### Problem description
Write out again, exactly, the lines of the listing below from the first one through the one that contains "PR #336, opened 2019-11-26", and no other lines.

### Given data
PR #810, opened 2019-11-15
Refactor registry pkg

1522784:
/kind enhancement

Refactors the package registry by adding a client that is accessed with an interface


FabianKramm:
Close in favor of #811

PR #834, opened 2019-12-11
Update README.md

DanielGlaas:
Change the second command for installation via Linux Bash from 'mv' to 'install'. By this, the executable will get  the ownership of root and not of the user account

/kind documentation

Improving command for installation in Linux Bash.

No

No


FabianKramm:
@DanielGlaas thanks for opening this pull request! Looks good to me, @LukasGentele we should also change this in the documentation

PR #336, opened 2019-11-26
Patch for process tile duration

DanielSeehausen:
when process tiles have a duration into the days, the display got super bad. I am not saying its the best, but its much better and it didn't take time to do. It doesn't change how it displays when under 1 day. We can find a more polished display later:

# then

image

# now

image

# now without days

image


.eslintrc.js
```diff
@@ -16,6 +16,7 @@ module.exports = {
     }],
     "padded-blocks": "off",
     "quotes": ["warn", "single", { "avoidEscape": true }],
+    "react/prop-types": "off",
```
DanielSeehausen: we aren't using prop types to my knowledge anywhere right now

src/components/device/processes/TileDurationDisplay.jsx
```diff
@@ -4,14 +4,15 @@ import DurationDisplay from 'components/misc/DurationDisplay'
...
   justifyContent: undefined,
+  display: 'block',
   alignItems: undefined,
   width: undefined,
   padding: '9px 0px',
   float: 'left'
 }
 
-const ProcessTileDurationDisplay = ({ ms }) => (
+const TileDurationDisplay = ({ ms }) => (
```
DanielSeehausen: name did not match the file

.eslintrc.js
vdiezel: that's correct!

PR #349, opened 2019-12-03
resets "success" message in controller modal, resizes the the message…

### LINKED ISSUE #344: take away "save as default" message in controller modal after changing values again and adjust message width

vdiezel:
… and reformatted according to eslint

closes #344


.eslintrc.js
```diff
@@ -17,7 +24,10 @@ module.exports = {
     "padded-blocks": "off",
     "quotes": ["warn", "single", { "avoidEscape": true }],
     "jsx-quotes": ["warn", "prefer-single"],
+    "react/destructuring-assignment": ["warn"],
+    "react/jsx-tag-spacing": "off",
     "react/prop-types": "off",
+    "react/state-in-constructor": "off",
     "semi": ["warn", "never"],
     "space-before-function-paren": ["warn", {
       "anonymous": "always",
```
vdiezel: I made a couple of rules be more liberal because it has become very difficult to tell syntax errors from formatting issues. I think errors should be only where formatting impacts readability or code structure significantly.

src/components/processviewer/body/builder/ControllerModal.jsx
```diff
@@ -15,109 +18,128 @@ class ControllerModal extends React.Component {
...
     isSuccess: false,
-    errorMessage: ""
+    errorMessage: '',
   }
 
   close() {
     this.props.closeHandler()
   }
 
+  resetSuccessMessage () {
```
vdiezel: this is the the only real change in the PR: this handler is passed down to the controller streams and allows the child components to reset the `success` message when new values are entered into the inpout fields.

src/components/processviewer/body/builder/ControllerModal.jsx
```diff
@@ -15,109 +18,128 @@ class ControllerModal extends React.Component {
...
-            style={{ marginBottom: '15px', paddingBottom: '15px'}}
+            <Form
+              error={isError}
+              success={isSuccess}
+              style={{ marginBottom: '15px', paddingBottom: '15px' }}
             >
-              {Object.keys(controllerStreamGroups).map((controllerName, i) => {
-                return (<div key={i}>
+              {Object.keys(controllerStreamGroups).map((controllerName) => (
+                <div key={controllerName}>
```
vdiezel: Found out that using indices as keys in React Components is a bad thing (thanks eslint). Example: You have 10 elements, you delete the 5th, when rendering again React will think that the 10th element has been deleted. This way React can't apply it's optimization patterns.

src/components/processviewer/body/builder/ControllerModal.jsx
```diff
@@ -15,109 +18,128 @@ class ControllerModal extends React.Component {
...
-                </div>)
-              })}
+                </div>
+              ))}
               <Message
                 error
                 header='Something went wrong.'
                 content={errorMessage}
-                icon="warning circle"
-                className="max-width-498"
```
vdiezel: fixes width issues

.eslintrc.js
```diff
@@ -4,10 +4,17 @@ module.exports = {
...
+    "brace-style": "off",
     "comma-dangle": ["error", "always-multiline"],
     "consistent-return": "off",
+    "prefer-template": ["warn"],
     "indent": ["error", 2, { "SwitchCase": 1 }],
+    "jsx-quotes": ["warn", "prefer-single"],
+    "jsx-a11y/label-has-associated-control": ["warn"],
     "linebreak-style": ["error", "unix"],
+    "no-restricted-globals": ["warn"],
+    "no-shadow": ["warn"],
```
DanielSeehausen: i'd vote this one to be on error - if a reader (understandable) associates a variable incorrectly because it is declared twice, that can lead to a pretty serious error!

DanielSeehausen: same with `no-restricted-globals`

.eslintrc.js
```diff
@@ -4,10 +4,17 @@ module.exports = {
   "parser": "babel-eslint",
   "rules": {
     "array-bracket-spacing": "off",
+    "arrow-parens": ["warn", "as-needed"],
+    "brace-style": "off",
```
DanielSeehausen: this is a pretty big one to just turn off

with brace style, we should pick something and stay consistent, which is the most important. I believe enabling variation in brace style for new code would be irresponsible :/

.eslintrc.js
```diff
@@ -4,10 +4,17 @@ module.exports = {
   "parser": "babel-eslint",
   "rules": {
     "array-bracket-spacing": "off",
+    "arrow-parens": ["warn", "as-needed"],
```
DanielSeehausen: 👍

.eslintrc.js
```diff
@@ -17,7 +24,10 @@ module.exports = {
     "padded-blocks": "off",
     "quotes": ["warn", "single", { "avoidEscape": true }],
     "jsx-quotes": ["warn", "prefer-single"],
+    "react/destructuring-assignment": ["warn"],
+    "react/jsx-tag-spacing": "off",
```
DanielSeehausen: any chance we could set on warn? these are pretty standard and definitely helpful because JSX/HTML has crap readability. 
Unless you have something specific in mind they are throwing for which is ridiculous (even then, i'd prefer to address the rule). They help us avoid things like this:
`< Hello></ Hello>`, `<Provider>< /Provider>`
and maintain things like this:
`<Hello firstName="John" />` (which aid the eye when reading down jsx)

src/components/processviewer/body/builder/ControllerModal.jsx
O-Susanoo: Yeah i knew that a while ago but sometimes if you push data that is not uniquely identified , you are stuck with the indices

.eslintrc.js
DanielSeehausen: after looking at the actual code in the PR with eslint, am I right to assume you took this off because of it throwing on the shadowing of the imported redux action?

https://stackoverflow.com/questions/37682705/avoid-no-shadow-eslint-error-with-mapdispatchtoprops

would any of these be reasonable solutions? No.2 looks good (even makes sense), but I defer to you.

vdiezel: I agree on the no-restricted-globals. I deactivated it because eslint was complaining about `isNaN`. I replaced it with `Number.isNaN()`. The `no-shadow` rule blows up on when you desctructure props and functions from `mapDispatchToProps` because it can't tell the difference between the thunks that were imported and the dispatch function that ends up in the props via `connect`:

https://stackoverflow.com/questions/37682705/avoid-no-shadow-eslint-error-with-mapdispatchtoprops

For now, I just let the error be there in the file.

.eslintrc.js
DanielSeehausen: (brace-style I mean. arrow-parens looks 👍 )

vdiezel: Ok - I talked with Mo and we are actually more the `stroustrup` kind of people but I decided to use the `one true` brace style

https://eslint.org/docs/rules/brace-style

that is predefined in the air-bnb configration. The reason is this: I think we should use our own eslint file only to soften up the predefined rules of air-bnb where we consider them to be too strict. This way we will not run into the problem, that after making a file pass linting, we will need to touch it again because rules changed in our `.eslintrc` file.  You and Mo prefer one consistent style for braces, I thought it doesn't really matter. The best solution in my view is therefore to stay with the `one true` brace style.

vdiezel:
I adjusted the eslint rules after the discussion.

PR #350, opened 2019-12-03
ADD Filter functionality to device + Enable Process filtration onChange

### LINKED ISSUE #87: Devices - add filter funtionality to provided UI
When a user enters values into the searchbar, devices should be filtered based on chosen property

O-Susanoo:
Closes #87


src/components/devices/DeviceList.jsx
```diff
@@ -11,18 +11,24 @@ const renderDeviceWidget = (device, clickHandler, idx) => (
   />
 )
 
-const DeviceList = props => (
+const DeviceList = (props) => {
+  const { filterQuery, devices, noDevices, deviceClickHandler } = props
+  const queryDeviceByName = (filterQuery !== undefined && filterQuery !== '') ? (name) => new RegExp(filterQuery, 'i').test(name) : () => true
```
vdiezel: like this filter functio

O-Susanoo: I thought about it actually but it's one line function , so i keep it there

PR #354, opened 2019-12-04
Check process is found before phase switch

### LINKED ISSUE #340: waiting on the process view ends up throwing an error - see screenshot
after a certain amount of time, just sitting on a non-running process screen throws this error. I have never seen it occur directly - only when I have left the tab and come back to it do I see this. Some investigation re: how long it actually takes and confirmation that's the screen that is the culprit is required!

image

O-Susanoo:
Closes #340

It seem that when user open two tabs and start a new process the first subscribed tab will not see immediately the new process but yet still try to find the diff to it's latest state.

The risk of the fix we made is that it can destroy unstaged changes to a device , we will be working on this error on separate ticket


src/redux/reducers/reducer.js
```diff
@@ -212,14 +212,18 @@ function rootReducer(state = initialState, action) {
 
     const { processes, processDescriptionSnapshots } = state
     const { processId, phase } = action.payload
+    const process = processes.find(p => p.id === processId)
```
DanielSeehausen: we have a function to do just this (and the file is already being imported in `reducer`), just not the function
see `getProcessById` in `utils/process`

While it may seem unnecessary in terms of lines of code, we want to stick to using and growing a standardized interface into the `process` model (and, in a more general sense, into our model layer in general). This helps separate our controller and model layers!

src/redux/reducers/reducer.js
```diff
@@ -212,14 +212,18 @@ function rootReducer(state = initialState, action) {
...
+
+    if (process === undefined){
```
DanielSeehausen: don't forget to check eslint!

src/redux/reducers/reducer.js
O-Susanoo: Will do even tough this is supposed to be a very simple fix , i will peer with viktor on this one because it's more than meets the eye

src/redux/reducers/reducer.js
O-Susanoo: this entire file is eslint bomb so i conserve stuff as they are but i will try to do the efforts to fix only this part

O-Susanoo:
Check out the new pr text

PR #358, opened 2019-12-04
357 validation errors on adhoc

### LINKED ISSUE #357: validation errors not popping up when ad hoc changes don't pass validation

vdiezel:
Had wrong reference in the ChangesFooter for the action creator to add validation errors to the store.

closes #357 

Second commit is for eslint changes and formatting.


vdiezel:
Tried to provide some tests for this one - turned out to be no reasonable. Semantic UIs Accordion poses the same challenge as their Dropdown: One cannot fire events to trigger them using React Testing Library. Therefore I can't unfold the inptut fields for downstreams t enter any vaues...

src/components/device/Device.jsx
```diff
@@ -52,56 +77,51 @@ class Device extends React.Component {
...
 
     if (activeProcess) {
-      return <ProcessScreen {...{ activeProcess, activeDevice }} />
-    } else if (activeDevice) {
+      return <ProcessViewer activeProcess={activeProcess} activeDevice={activeDevice}/>
+    }
+    if (activeDevice) {
       console.warn(`process: ${this.props.match.params.processId} not found! This should not be seen! Alert an admin!`)
       this.props.history.replace(`/device/${activeDevice.id}/processes`)
       return null
```
DanielSeehausen: I just added a commit on top to move this `return null` out of the conditional. I was the last person to touch it on blame so I didn't want to bother requesting it. Since this is a render, wanted to keep with best practice of returning `null` not `undefined` in the unlikely case that neither `if` conditionals are met

DanielSeehausen: I read up on it:
in the past, react complained when `undefined` was rendered. As I understand, this has since been patched, and it now takes `false`, `true`, `undefined`, `null` without issue

This also answers the question: "why prefer ternary over short circuit" (seems there is no reason to prefer one over the other now, since the change)

I still see `null` being recommended as best practice, but good to know!

PR #368, opened 2019-12-06
Convert Error to string so that it pass backend check

### LINKED ISSUE #361: Call to logClientError fails validation
bug_3

O-Susanoo:
Closes #361


src/components/utility/ErrorWrapperProvider.jsx
```diff
@@ -5,11 +5,12 @@ import * as nexus from 'nexus'
 class ErrorWrapperProvider extends React.Component {
 
   componentDidCatch(error, errorInfo) {
-    nexus.utils.logClientError(error, errorInfo.componentStack)
+    const errString = error !== undefined ? error.toString() : 'Undefined error'
+    nexus.utils.logClientError(errString, errorInfo.componentStack)
     this.props.history.push({
```
DanielSeehausen: looks great - don't neglect the blank lines. They are useful to group code. (i.e. one might make sense on line 9.5 - separating the post of error data from the react behavior). Not worth making the change, just wanted to point it out because I notice it a lot. Even your man [Stroustrup](https://regmedia.co.uk/2015/04/27/bjarne_stroustrup.jpg?x=442&y=293&crop=1) is [all about that](http://www.stroustrup.com/3rd_code.html)

O-Susanoo: Thanks for the observation i will start doing that for sure

PR #370, opened 2019-12-06
adapt to the new error response API

### LINKED ISSUE #367: error messages coming from the server are not displayed as they should anymore.
Example for a failed validation: It was a 422 because the comment field was emty ( the joi schema was too strict here,  ut this was fixed). The user should see the error message `validation failed: data.comment not allowed to be empty`

image (1)

vdiezel:
Changes the access of the error message in `logAndExtractError` in the thunks to fit the new error response API.

closes #367


src/redux/thunks/thunks.js
```diff
@@ -33,7 +33,7 @@ import {
 import { subscribeToDeviceTopics } from '../helper/subscribe'
 
 const logAndExtractError = error => {
-  const errorMessage = error.response ? error.response.data : error
+  const errorMessage = error.response ? error.response.data.message : error
```
vdiezel: data is read from the response body ( after `JSON.parse` was caled on it ). `message` is the key i've chosen on the backend.

DanielSeehausen: just double checking `data` is guaranteed if `response` is present

PR #375, opened 2019-12-06
creates dataSeries only when there is phase data

### LINKED ISSUE #366: Legend in graph for a chosen phase shows also all phases which come after it
Bildschirmfoto von 2019-12-05 16-44-28

vdiezel:
When creating data series entries all phases were added to the display which started after the first one due to artificial data point insertion to prevent gaps. Fixed this.

closes #366 

first commit is the one with logic changes.


src/utils/process.js
```diff
@@ -427,35 +427,38 @@ export function generatePhaseSeriesData(process, datapoints, clickHandler = null
...
+          // unshift less efficient than reverse.push.reverse
 
-        slice.reverse()
-        slice.push(lastDataPoint)
-        slice.reverse()
+          slice.reverse()
+          slice.push(lastDataPoint)
+          slice.reverse()
+        }
       }
```
vdiezel: artificial data point insertion to prevent gaps between phases.

src/utils/process.js
```diff
@@ -427,35 +427,38 @@ export function generatePhaseSeriesData(process, datapoints, clickHandler = null
...
+      data.push({
+        click: clickHandler ? (e) => clickHandler(slice, e) : null,
+        markerSize: 0,
+        type: "line",
+        toolTipContent: "{x}: {y}",
+        showInLegend: true,
+        legendText:  phaseName,
+        dataPoints: slice
+      })
+    }
```
vdiezel: data entries now only pushed to to the display when data the phase is visible in the selection. Also restores our missed `No datapoints yet` in the graph view - completely forgot we had that!

src/utils/process.js
```diff
@@ -427,35 +427,38 @@ export function generatePhaseSeriesData(process, datapoints, clickHandler = null
     const start = getPhaseStart(process, (phase.phaseId).toString())
     const end = getPhaseStart(process, getNextPhaseId(process, (phase.phaseId).toString()))
 
+
     const phaseName = getPhaseName(process, (phase.phaseId).toString())
 
-    let slice = datapoints.filter(p => (p.x >= start && p.x <= end))
+    let slice = datapoints.filter(p => (p.x >= start && p.x < end))
```
O-Susanoo: why the last data point is not taking ?

vdiezel: I want to prevent overlaping datapoints because this would mean that two phases will have a common point. Example: You have phase 1, phase 2 and phase 3. The data slice for phase 2 would also contain the last data point of phase 1 and the first of phase 3. In the legend of the graph you would then see all three phases when you choose phase 2, because phase 1 and phase 3 also contribute each 1 datapoint.

DanielSeehausen: makes sense

PR #377, opened 2019-12-06
displays the default value of a controller value in the modal

### LINKED ISSUE #269: Display default values for controller parameters in the controller modal
requested by marcus from FU - I think it is a valid request

vdiezel:
closes #269 

Bildschirmfoto von 2019-12-07 00-17-33


src/components/processviewer/body/builder/ControllerStream.jsx
```diff
@@ -1,51 +1,61 @@
...
   return (
     <Form.Field error={target > stream.max || target < stream.min}>
       <Popup
-        trigger={<label>{stream.name}</label>}
+        trigger={
+          <label>
+            {stream.name}
+            <span style={{ color: 'grey', marginLeft: '8px' }}>
+              {`[ default: ${defaultValue}${unit} ]`}
+            </span>
```
vdiezel: adds the default value + unit to the label of the input

src/utils/device.js
```diff
@@ -96,6 +96,18 @@ export class Device {
...
+      .find(defaultEntry => defaultEntry.streamId === stream.id)
+    if (foundDefaultEntry) return foundDefaultEntry.value
+    return stream.default
+  }
+
+  static getStreamUnit(stream) {
+    if (stream.unit === '-') return ''
+    return stream.unit
+  }
+
```
vdiezel: two new helper functions to fetch a default value and the stream unit

src/utils/device.js
```diff
@@ -96,6 +96,18 @@ export class Device {
     return stream.name
   }
 
+  static getStreamDefault(device, stream) {
+    const foundDefaultEntry = device.streamDefaults
+      .find(defaultEntry => defaultEntry.streamId === stream.id)
+    if (foundDefaultEntry) return foundDefaultEntry.value
+    return stream.default
```
O-Susanoo: ```return foundDefaultEntry ?  foundDefaultEntry.value : stream.default```

saving typing energy :) !!

DanielSeehausen: 🕵

src/utils/device.js
DanielSeehausen: Understanding a stream should likely never be without a '-' or a unit, should we have a default return value instead of undefined if it is somehow missing?

src/utils/device.js
vdiezel: Yes, thanks. In fact I have to check explicitly that it is different from `undefined` because it might be set by the customer to `0`.

PR #380, opened 2019-12-08
211 flash messages

### LINKED ISSUE #211: As a developer, I have a component I can invoke that provides a flash banner across the top of the application

vdiezel:
Did this as a small project this weekend:

- Implements a wrapper component that displays flash messages in the bottom right corner using TypeScript
- features 4 different types of messages: error | warning | info | success
- animated entry/exit using semantic ui `Transition` wrapper with the `fly left` aninmation
- messages can be closed prematurely, and display duration is adjustable
- messages are stackable
- adds a `FlashMessenger` utility class that makes firing messages pretty easy
- implements 2 examples of the `FlashMessenger`
- provided test coverage

closes #211 

Bildschirmfoto von 2019-12-08 16-05-31

Bildschirmfoto von 2019-12-08 19-37-56

Bildschirmfoto von 2019-12-08 21-21-18


src/components/device/Device.jsx
```diff
@@ -102,7 +103,7 @@ class Device extends React.Component {
       return <ProcessViewer activeProcess={activeProcess} activeDevice={activeDevice}/>
     }
     if (activeDevice) {
-      console.warn(`process: ${this.props.match.params.processId} not found! This should not be seen! Alert an admin!`)
+      FlashMessenger.warning(`process: ${this.props.match.params.processId} not found!`)
```
vdiezel: fixes this as requested in the issue #211 - shows an example use case for the messenger

src/components/routing/Routes.jsx
```diff
@@ -8,11 +8,13 @@ import ResetPassword from '../authentication/ResetPassword'
 import PrivateRoute from "./PrivateRoute"
 import BoardConfigBuilder from "components/admin/board-config-builder/Main"
 import ErrorWrapperProvider from "components/utility/ErrorWrapperProvider";
+import FlashMessagesContainer from "components/utility/FlashMessagesContainer";
 
 const Routes = () => (
 
   <BrowserRouter forceRefresh={false}>
     <ErrorWrapperProvider>
+      <FlashMessagesContainer/>
```
vdiezel: New TypeScript component as a sibling to our `Routes` makes it possible to post on top of everything besides `ErrorWrapperProvider`.  We could also move it out of the error boundaries.

src/components/utility/FlashMessage.tsx
```diff
@@ -0,0 +1,162 @@
...
+    justifyContent: 'space-between',
+    alignItems: 'center',
+  },
+  messageIcon: {
+    marginRight: '16px !important',
+  },
+  closeButton: {
+    marginLeft: '16px !important',
+  }
+}
```
vdiezel: Styles moved to the bottom

O-Susanoo:
There is actually a lot of packages that do all of this stuff , the first one that cross my mind is [react-notifications](https://www.npmjs.com/package/react-notifications) and there are also others way cooler than this one , but if kompir is my food kryptonite than the same is for coding , i can't argue with someone who loves typescript , great work happy you enjoyed playing with it this week-end

src/components/device/Device.jsx
O-Susanoo: So now the user will see this messages , is that OK ?

src/components/utility/FlashMessage.tsx
```diff
@@ -0,0 +1,164 @@
...
+  message : Message,
+}
+
+type DispatchProps = {
+  dispatchDeleteFlashMessage: (messageId: number) => void
+}
+
+type IconType = 'check' | 'info' | 'warning' | 'ban'
+
+type MessageIcons = {
```
O-Susanoo: Awesome you are using indexers !!!

src/components/utility/FlashMessage.tsx
```diff
@@ -0,0 +1,164 @@
...
+export type Message = {
+  type: 'warning' | 'error' | 'info' | 'success'
+  text: string,
+  persistTime: number,
+  id: number,
+}
+
+type FlashMessageState = {
+  visible: boolean,
+  persistTimeout: any,
```
O-Susanoo: you can do like this persistTimeout : number | undefined , this way it will also accept undefined , and the reader will understand it's eventually will get a number value

test/components/utility/FlashMessagesContainer.test.js
```diff
@@ -0,0 +1,85 @@
+import React from 'react'
```
O-Susanoo: i guess it's better ti gave the ts extension for tests that are testing a typescript component

test/components/utility/FlashMessagesContainer.test.js
```diff
@@ -0,0 +1,85 @@
...
+import { Provider } from "react-redux"
+import configureMockStore from 'redux-mock-store'
+
+import FlashMessagesContainer from 'components/utility/FlashMessagesContainer.tsx'
+import { initialState } from 'redux/initialState'
+import * as actions from 'redux/actions/actions'
+
+const mockStore = configureMockStore()
+
+describe('FlashMessagesContainer.jsx', () => {
```
O-Susanoo: I guess you mean FlashMessagesContainer.tsx

src/components/utility/FlashMessagesContainer.tsx
```diff
@@ -0,0 +1,44 @@
...
+
+    return (
+      <div
+        style={{
+          position: 'fixed',
+          bottom: '5%',
+          right: '5%',
+          display: 'flex',
+          flexDirection: 'column',
+          zIndex: 1000,
```
O-Susanoo: hope there is no other element with higher zIndex

test/components/utility/FlashMessagesContainer.test.js
DanielSeehausen: ++ `.tsx`

src/components/routing/Routes.jsx
```diff
@@ -8,11 +8,13 @@ import ResetPassword from '../authentication/ResetPassword'
 import PrivateRoute from "./PrivateRoute"
 import BoardConfigBuilder from "components/admin/board-config-builder/Main"
 import ErrorWrapperProvider from "components/utility/ErrorWrapperProvider";
+import FlashMessagesContainer from "components/utility/FlashMessagesContainer";
```
DanielSeehausen: stray semis

src/components/utility/FlashMessagesContainer.tsx
```diff
@@ -0,0 +1,44 @@
...
+        {flashMessages.map(message => (
+          <FlashMessage
+            key={message.id}
+            message={message}
+          />
+        ))}
+      </div>
+    )
+  }
+}
```
DanielSeehausen: im a `tsx` noob, so forgive me if there is an obvious reason why this can't be, but:

can this component be functional? seeing as it only has a render method?

src/utils/flashmessenger.js
```diff
@@ -0,0 +1,38 @@
+import store from 'redux/store'
```
DanielSeehausen: this file name is missing camelcase

test/components/utility/FlashMessagesContainer.test.js
```diff
@@ -0,0 +1,85 @@
...
+        generateMessage('message2'),
+      ]
+      const store = { flashMessages: messages }
+
+      const { getByText } = renderFlashMessagesContainer(store)
+
+      messages.forEach(msg => getByText(msg.text))
+    })
+  })
+})
```
DanielSeehausen: these look awesome and really well structured. Super easy to read. I don't have anything to contribute structure wise, so i'll try to add something content wise:

I understand we are testing:

1. single message text appears on screen (user experience confirmation)
2. multiple message texts appear on screen (user experience confirmation)
3. a delete method is called (unit test)

I think the only thing that is missing is the user experience confirmation of number 3 (some text displays, then after a time it no longer displays). Not a requirement or blocking request, just something that jumped out, (if we could only have one of 'assert delete method was called' or ' assert the user experience was that the thing disappeared', its the latter that gives us broader coverage)

PR #381, opened 2019-12-09
Reset Running data

### LINKED ISSUE #371: Running process doesn't disappear when a process is finished
Reproduce: Start a process with one phase a a relative short duration (e.g. 30s) - go to the devices view: Even after the process has finished, the device displays the process data and also keep counting up the duration. Here an example with a phase that ran for 30 seconds:

bug_4

O-Susanoo:
Closes #371


src/components/device/DeviceWidget.jsx
```diff
@@ -125,6 +125,8 @@ const DeviceWidget = ({ device: { connectionState, isVirtual, name, state, runni
   useEffect(() => {
     if (isActive) {
       fetchAndSetRunningData(runningProcessId, setRunningData)
+    } else {
```
O-Susanoo: I hesitated between giving it a new useEffect or combining it with this one , i think it's better to have it either so that we don't check twice

O-Susanoo: BTW the issue is just we keep the old running data in the state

### Answer for the task
PR #810, opened 2019-11-15
Refactor registry pkg

1522784:
/kind enhancement

Refactors the package registry by adding a client that is accessed with an interface


FabianKramm:
Close in favor of #811

PR #834, opened 2019-12-11
Update README.md

DanielGlaas:
Change the second command for installation via Linux Bash from 'mv' to 'install'. By this, the executable will get  the ownership of root and not of the user account

/kind documentation

Improving command for installation in Linux Bash.

No

No


FabianKramm:
@DanielGlaas thanks for opening this pull request! Looks good to me, @LukasGentele we should also change this in the documentation

PR #336, opened 2019-11-26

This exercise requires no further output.